TASK OBJECTIVE:
In the records below, pick out all lines containing the word "hardcoded".

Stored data
----
PR #1284, opened 2021-04-02
Improve handling of PHP versions

swalkinshaw:
Refactors how PHP and its extensions are installed per version. Previously all version references were hardcoded and updating to a new version (ie from `7.4` to `8.0`) meant replacing a bunch of version numbers across lots of files which made it difficult to use a different version than Trellis' default.

Now to switch to another PHP version that Trellis supports, only the `php_version` variable needs to be changed. And to support a new version, only a single version specific vars file needs to be created (example: `roles/php/vars/8.0.yml`).

### DIFF
--- a/roles/common/tasks/main.yml
+++ b/roles/common/tasks/main.yml
@@ -34,6 +34,18 @@
   when: item.value.site_hosts | rejectattr('canonical', 'defined') | list | count
   tags: [letsencrypt, wordpress]
 
+- name: Import PHP version specific vars
+  include_vars: "{{ lookup('first_found', params) }}"
+  vars:
+    params:
+      files:
+        - '{{ php_version }}.yml'
+        - '7.4.yml'
+      paths:
+        - "{{ playbook_dir }}/roles/php/vars/"
+
+  tags: [php, memcached]
+
 - name: Verify dict format for apt package component variables
   fail:
     msg: "{{ lookup('template', 'package_vars_wrong_format_msg.j2') }}"
--- a/group_vars/all/main.yml
+++ b/group_vars/all/main.yml
@@ -1,8 +1,9 @@
-composer_keep_updated: true
 apt_cache_valid_time: 3600
 apt_package_state: present
 apt_security_package_state: latest
 apt_dev_package_state: latest
+composer_keep_updated: true
+php_version: "7.4"
 ntp_timezone: Etc/UTC
 ntp_manage_config: true
 www_root: /srv/www
--- a/group_vars/all/users.yml
+++ b/group_vars/all/users.yml
@@ -19,4 +19,4 @@ users:
 web_user: web
 web_group: www-data
 web_sudoers:
-  - "/usr/sbin/service php7.4-fpm *"
+  - "/usr/sbin/service php{{ php_version }}-fpm *"
--- a/roles/common/handlers/main.yml
+++ b/roles/common/handlers/main.yml
@@ -9,7 +9,7 @@
 
 - name: reload php-fpm
   service:
-    name: php7.4-fpm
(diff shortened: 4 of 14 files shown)


TangRufus:
This approach looks good to me. 

I foresee [php-xxx.ini](https://github.com/roots/trellis/tree/31fb95030debc8f8a13cde5d61e578d848cf46d3/roles/php/templates) would need refactoring soon or later. 

Discussion:

Whenever a new PHP version is released, there are lots of enquires about when will Trellis support them. I think this is the chance we define our PHP version support policy. 

Things to consider:
- https://www.php.net/supported-versions.php 
    - Do we support versions out of “active support”? <- I say yes to reduce PHP versions we need to support
- https://getcomposer.org/doc/00-intro.md#system-requirements 
    - Not much an issue because composer supports a wide range of PHP versions
- https://wordpress.org/about/requirements/
    -  Do we support older PHP versions not recommended/supported by WordPress?
    - Do we support PHP versions WordPress not yet supported? <— I say yes so that we could test on it.

TangRufus (approved):

swalkinshaw:
> I foresee php-xxx.ini would need refactoring soon or later.

Yeah, though they are pretty stable across versions thankfully. Good news is we can just copy this similar pattern an have version specific .ini templates if need be.

I realized this approach works better for the extensions too since they don't _only_ differ by version numbers. There's been once or twice where the extensions have changed so this makes it easier to support.

> Whenever a new PHP version is released, there are lots of enquires about when will Trellis support them. I think this is the chance we define our PHP version support policy.

Your heuristics make sense to me overall. The one thing we've avoided in the past is defaulting to a brand new PHP version when WP core itself still has compatibility issues (or if lots of plugins do).

This PR adds support for 8.0 without defaulting it which we also couldn't easily do before 🎉

TangRufus:
Note: I made a typo

- https://php.net/supported-versions.php
    * Do we support versions ~~out of~~ **only in** “active support”? <- I say yes to reduce PHP versions we need to support

clintonb (approved):

roles/common/tasks/main.yml
```diff
@@ -34,6 +34,18 @@
...
 
+- name: Import PHP version specific vars
+  include_vars: "{{ lookup('first_found', params) }}"
+  vars:
+    params:
+      files:
+        - '{{ php_version }}.yml'
+        - '7.4.yml'
+      paths:
+        - "{{ playbook_dir }}/roles/php/vars/"
```
swalkinshaw, line 45: Added this as a further fallback/default in case people don't get the update to `group_vars/all/main.yml`.

strarsis:
@swalkinshaw: Though this isn't a big deal, the PHP versions are still hardcoded in some debug output of Trellis:
https://github.com/roots/trellis/blob/master/server.yml#L19
https://github.com/roots/trellis/blob/master/dev.yml#L9

swalkinshaw:
Oh good catch. We can just remove the versions 👍  Do you want to do a PR for that @strarsis ?

strarsis:
@swalkinshaw: Sure. Or should the PHP version variable added to the message?

swalkinshaw:
I think remove them? We output the version later on anyway

strarsis:
@swalkinshaw: PR: https://github.com/roots/trellis/pull/1294

vesper8:
This is great! Is it confirmed anywhere which versions of PHP are supported? For example can I use this with PHP 7.1 and or even 7.0 ?

It would be fantastic if it was possible to do the same thing but when setting whether to use mysql 5.6 or mysql 8 or mariadb. Currently picking one of the 3 is not so difficult but nowhere near as easy as picking the PHP version after this enhancement PR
----
SOLVED EXERCISE:
Refactors how PHP and its extensions are installed per version. Previously all version references were hardcoded and updating to a new version (ie from `7.4` to `8.0`) meant replacing a bunch of version numbers across lots of files which made it difficult to use a different version than Trellis' default.
@swalkinshaw: Though this isn't a big deal, the PHP versions are still hardcoded in some debug output of Trellis:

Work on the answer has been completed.